Cuando la línea de producción está en marcha y las pizzas y pasteles se acumulan, es necesario tener calor justo donde se necesita, en este momento preciso. Las pizzas y pasteles salen del horno y deben ser calentados rápidamente, sin que su corteza se vuelva dura. Si la zona de calentamiento no puede mantener ese ritmo, todo se retrasa, la corteza se vuelve dura y el equipo tiene que improvisar. Aquí es donde los tubos de cuarzo para recalentar son útiles: proporcionan un calor controlado justo donde y cuando es necesario.
¿Qué realmente ocurre detrás de escenas? Los tubos de cuarzo emiten ondas infrarrojas de corta longitud de onda, lo que permite calentar rápidamente la superficie de los alimentos, sin quemar su base. Estos tubos funcionan con voltajes comerciales estándar, y están protegidos por una bobina de calentamiento sellada en cuarzo de alta pureza. El resultado es una respuesta rápida y un calentamiento uniforme. En la práctica, esto significa un calentamiento rápido, temperaturas estables y resultados consistentes de turno en turno. Menos retrasos en el proceso de calentamiento. Un servicio más eficiente.
¿Por qué funciona bien en entornos reales? Se pueden instalar los tubos de cuarzo en un gabinete de calentamiento, debajo de una estación de preparación o encima de ella. De esta manera, se obtiene una estación de recalentamiento compacta que funciona bien junto con el horno principal, el horno rotativo o cualquier otro tipo de horno. Permite calentar los alimentos en minutos, manteniendo su corteza crujiente y evitando que se vuelvan rancios debido a la retrogradación almidonada. Los ciclos de trabajo son más eficientes, la calidad de los alimentos es más consistente y se desperdicia menos energía. La energía se utiliza de manera eficiente, ya que el elemento se calienta solo cuando es necesario y se enfría rápidamente, sin desperdicios.

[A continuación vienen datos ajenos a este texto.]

PR #2861, opened 2018-04-27
added InvertMatrix#pinvert based on commons-maths

tteofili:

Add a method to calculate pseudo matrix inverse based on QR matrix decomposition.

## How was this patch tested?

Manual tests in an application to calculate matrix pseudo inverse (for a non squared matrix).


slang03:
How about using `SingularValueDecomposition` instead of `QRDecomposition` as done in [numpy](https://docs.scipy.org/doc/numpy-1.14.0/reference/generated/numpy.linalg.pinv.html)?

Issue #2858, opened 2018-04-26
add pseudo inverse support


tteofili:
#### Issue Description

It should be possible to do the [pseudo inverse](https://en.wikipedia.org/wiki/Generalized_inverse) of a matrix in ND4J.
That would help in solving systems but also in applications to e.g. transformation matrices for word vectors in machine translation where the no. of rows (dictionary) is much larger than the no. of columns (layer size) and hence plain inverse would not work (as the matrix is not square).

#### Version Information

nd4j 1.0.0-alpha

#### Contributing

I think that could be done by leveraging QR decomposition or SVD. I have a first version I can contribute based on commons-maths (same as InvertMatrix).

saudet:
Please do send a pull request, with an adaption to ND4J, if possible. Thanks!

tteofili:
added a first impl based on commons-maths in PR #2861

saudet:
Although I've merged #2861 and #2883, let's keep this issue opened to track what remains to be done for this feature. Can we say we'll be done after providing an implementation that uses SVD along with any missing tests?

orat:
Is there any progress? I am very interested in using svd in my application.

PR #2883, opened 2018-05-08
Add Java ND4J (Moore-Penrose) Pseudo Inverse (left/right) Implementation

slang03:

Add methods to compute the left and right pseudo-inverse by simple
matrix multiplications directly in ND4J according to
https://en.wikipedia.org/wiki/Moore%E2%80%93Penrose_inverse#Definition

The method makes use of `InvertMatrix.invert(..)` which at the moment
uses apache commons math so this is not a 100% ND4J based implementation but
as soon as someone implements an invert method in ND4J using Blas this
should be fine.

See also: #2858

## How was this patch tested?

Tests for left and right inverse are added in TestInvertMatrices.java
for working and nonworking (singular matrix) cases.

### DIFF
--- a/nd4j-backends/nd4j-api-parent/nd4j-api/src/main/java/org/nd4j/linalg/inverse/InvertMatrix.java
+++ b/nd4j-backends/nd4j-api-parent/nd4j-api/src/main/java/org/nd4j/linalg/inverse/InvertMatrix.java
@@ -2,9 +2,9 @@ package org.nd4j.linalg.inverse;
 
 import org.apache.commons.math3.linear.LUDecomposition;
 import org.apache.commons.math3.linear.RealMatrix;
+import org.apache.commons.math3.linear.SingularMatrixException;
 import org.nd4j.linalg.api.ndarray.INDArray;
 import org.nd4j.linalg.checkutil.CheckUtil;
-import org.nd4j.linalg.factory.Nd4j;
 
 /**
  * Created by agibsoncccc on 11/30/15.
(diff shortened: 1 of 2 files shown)


saudet:
Is this the same as pull #2861?

slang03:
No, #2861 relies on apache commons math's `QRDecomposition` (See also [wiki](https://en.wikipedia.org/wiki/QR_decomposition#Using_for_solution_to_linear_inverse_problems)) while this pull request offers the direct closed-form solutions to right/left pseudo-inverses.

saudet:
Ah, I see, what do you think @tteofili?

tteofili:
sounds good to me to use this pseudo inverse impl because it only relies on commons-math for the inverse calculation, so as soon as inverse is fixed with a pure nd4j impl, the pseudo inverse calculation won't depend on commons-math anymore either.

slang03:
I'm not sure but it might be worth having both implementations. I'm not too deep into the actual math there, but is there a case where you cannot compute the pseudo matrix via the closed form solution while it is possible using a decomposition method? The closed form solution requires the input matrix to have either full row rank (right pseudo-inverse) or full column rank (left pseudo-inverse). The decomposition methods require the decomposed matrices to be non-singular as they usually use some components of the decomposed matrix and invert them which results in the pseudo-inverse for the input matrix. Is there a situation in which the input matrix does not have full rank but the decomposed matrices are not singular? @tteofili

saudet:
Ok, let's merge both for now and keep on working on this :) We'll need to add a test for `pinvert()` too...

Thanks for the contributions guys!

PR #24, opened 2026-04-15
fix(p1): encode VFO frequency as raw Hz — Phase 3G-11

boydsoftprez:
## Summary

- Restores VFO tuning on Protocol 1 hardware. `P1RadioConnection::composeCcBankRxFreq` and `composeCcBankTxFreq` were pre-converting Hz to an NCO phase word; P1 firmware expects raw Hz.
- First entry in new **Phase 3G-11 (P1 Field-Report Fixes)** bucket. Other in-flight P1 alpha-tester fixes will land as additional bullets under the same phase.

## Root cause

Tracked down from alpha tester pcap4 (2026-04-15, ANAN-10E). 319 consecutive `C0=0x04` Metis frames over 20 seconds all pinned at phase word `0x080D5555`, producing an aliased waterfall and a VFO that would not track the dial.

Thetis `NetworkIO.cs:215-223 VFOfreq()` selects the encoding on `CurrentRadioProtocol`:

```csharp
if (CurrentRadioProtocol == RadioProtocol.USB)     // USB == P1  (cmaster.cs:520)
    SetVFOfreq(id, f_freq, tx);                    // raw Hz
else SetVFOfreq(id, Freq2PhaseWord(f_freq), tx);   // phase word (P2)
```

The native `networkproto1.c:476-494` then splats `prn->{tx,rx}[0].frequency` directly into C1..C4 big-endian with no conversion. NereusSDR was running `Freq2PhaseWord` unconditionally; the in-file comment misread the Thetis `else` branch as the common path.

## Fix

- `composeCcBankRxFreq` / `composeCcBankTxFreq`: splat `freqHz` big-endian into C1..C4 as raw Hz, cast to `quint32`.
- Header comments rewritten to cite `NetworkIO.cs:215-223` and `networkproto1.c:476-494` correctly and record the pcap4 root cause.
- `docs/MASTER-PLAN.md`: new Phase 3G-11 bucket.

## Test plan

- [x] `tst_p1_wire_format` — **29 passed, 0 failed**. The `rxFrequencyEncodedBigEndian32` / `txFrequencyEncodedBigEndian32` cases already asserted raw Hz; the implementation had silently drifted past them. Fix realigns code with the pre-existing assertions.
- [x] Full NereusSDR.exe build succeeds on mingw1310_64 + Qt 6.11.0.
- [x] Local smoke test on ANAN-G2 (Saturn / P2) — connect, stream, clean shutdown (exercises unrelated P2 path; sanity only).
- [x] **Verified working on tester's live ANAN-10E (Protocol 1) 2026-04-15** — VFO now tracks the dial.
- [ ] CI `tst_p1_wire_format` green.

## Follow-ups (out of scope)

- `NEREUS_BUILD_TESTS` suite does not appear to be wired into `ci.yml` — `tst_p1_wire_format` had correct assertions but the implementation drifted undetected. Worth a separate task to ensure opt-in tests actually run on PR.
- Possible separate RX1 signal-chain staleness: in the same pcap, RX1 bytes were byte-identical across all 319 frames while TX varied. May still be an issue post-fix; waiting on follow-up pcap to confirm. Would belong under 3G-11.

### DIFF
--- a/docs/MASTER-PLAN.md
+++ b/docs/MASTER-PLAN.md
@@ -508,6 +508,11 @@ Shipped as three sequential PRs off `main`. Strict dependency: PR1 helpers feed 
 
 **Non-goals:** RX2/TX display surface, Spectrum Overlay flyout refactors, skin system, Thetis default-value adoption beyond the seven PR2 recipes. Source-first protocol per CLAUDE.md governs everything else; 3G-8's §10 divergence exception is **not** extended.
 
+### Phase 3G-11: P1 Field-Report Fixes
+**Goal:** Close out the bugs surfaced by alpha testers running Protocol 1 hardware after 3I shipped. Grouped under one phase so each fix doesn't have to claim its own number. Each bullet below lands from its own session / branch.
+
+- **P1 RX/TX VFO frequency encoding** — `P1RadioConnection::composeCcBankRxFreq` / `composeCcBankTxFreq` were pre-converting Hz to an NCO phase word (`freqHz * 2^32 / 122.88e6`). P1 firmware expects raw Hz; Thetis `NetworkIO.cs:215-223` only calls `Freq2PhaseWord` on the P2 (`ETH`) branch, and the native `networkproto1.c:476-494` splats `prn->{tx,rx}[0].frequency` directly into C1..C4 with no conversion. Symptom reproduced in alpha tester pcap4 (2026-04-15, ANAN-10E): 319 consecutive `C0=0x04` frames pinned at phase word `0x080D5555`, aliased waterfall, VFO did not track dial. Fix aligns with pre-existing `tst_p1_wire_format` assertions that had silently drifted unvalidated. Branch `fix/p1-freq-encoding`, confirmed working against live ANAN-10E 2026-04-15.
+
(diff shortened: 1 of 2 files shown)


boydsoftprez:
Added doc updates in c92d69d.

While drafting the CHANGELOG I noticed `docs/architecture/radio-abstraction.md` had the P1 and P2 frequency encodings **inverted** — it claimed P1 uses a phase word and P2 uses raw Hz, which is the opposite of reality (verified against Thetis `NetworkIO.cs:215-223`, `networkproto1.c:476-494`, and the shipping `P2RadioConnection` phase-word code). That doc error is almost certainly what misled whoever wrote the broken P1 implementation in the first place, so fixing it is part of the same root-cause fix.

Changes in c92d69d:
- `docs/architecture/radio-abstraction.md` — swapped the §5 (P1) and §6 (P2) interface comments, the P1 vs P2 comparison table, the §5 C&C register map, and rewrote the "Frequency Phase Word Calculation" subsection as "Frequency Encoding (Raw Hz)" with Thetis source citations.
- `CHANGELOG.md` — new `[Unreleased]` block describing the P1 fix and the doc correction.

No code changes beyond what was already in 5dec1cb. Test suite still green.

PR #65, opened 2026-04-19
Phase 3O Sub-Phase 7: VirtualCableDetector (Windows BYO helper)

boydsoftprez:
## Summary
- Adds `src/core/audio/VirtualCableDetector.{h,cpp}` — pure-function regex
  matcher + live `PortAudioBus` device scanner for well-known virtual-audio-cable
  products. Used by the Windows "bring-your-own-cable" first-run helper (later
  sub-phase) to detect already-installed products and offer vendor install URLs
  for missing ones.
- 12 rule set (order is load-bearing): reserved `NereusSDR VAX <n>` namespace
  first, then VB-Audio `CABLE-{A..D}`, `Hi-?Fi Cable`, base `CABLE `, Muzychenko
  VAC (`Virtual Audio Cable` + `Line <n>`), VoiceMeeter, Dante, FlexRadio DAX.
- Cross-platform C++ — builds and tests on every OS. No platform guards; no
  OS-specific I/O. Only runtime dependency beyond Qt6 is the existing
  `PortAudioBus`.
- Independent of PR #64 (Sub-Phase 6 / LinuxPipeBus) — branches off the same
  `origin/main` base and can merge in either order.

## Tests
9 QtTest slots (all passing locally):
- 8 required (`detectsVbCableBase`, `detectsVbCableAB`, `detectsVac`,
  `detectsVoicemeeter`, `detectsDante`, `detectsFlexDax`,
  `detectsReservedNereusVax`, `unknownDeviceIsNone`)
- 1 regression guard (`cableAbDoesNotMatchCableA` — ensures the `^CABLE-A `
  trailing-space anchor correctly rejects `CABLE-AB`-style names)

## Test plan
- [ ] Linux CI: `tst_virtual_cable_detector` builds and runs
- [ ] macOS CI: same
- [ ] Windows CI: same
- [ ] `compliance-inventory.py` classifies the new files as
      `nereussdr-original` (no port → no attribution row expected)

## Scope notes
- `scan()` live-enumeration only wires `PortAudioBus::{hostApis,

Algunos detalles importantes en el lugar de trabajo Los tubos de cuarzo funcionan mejor cuando se adaptan al flujo de aire del gabinete y al termostato. Demasiado flujo de aire puede causar zonas calientes y frías. Es importante dejar espacio suficiente entre el tubo y los envoltorios de los alimentos, para evitar que se cocinen en exceso. Se debe asegurar una instalación firme y un circuito dedicado para manejar la corriente de arranque.
Trate los tubos como lo que son: piezas que se desgastan con el tiempo. Aunque son resistentes, eventualmente necesitarán ser reemplazados. Tenga repuestos listos para no quedarse sin ellos cuando sea necesario.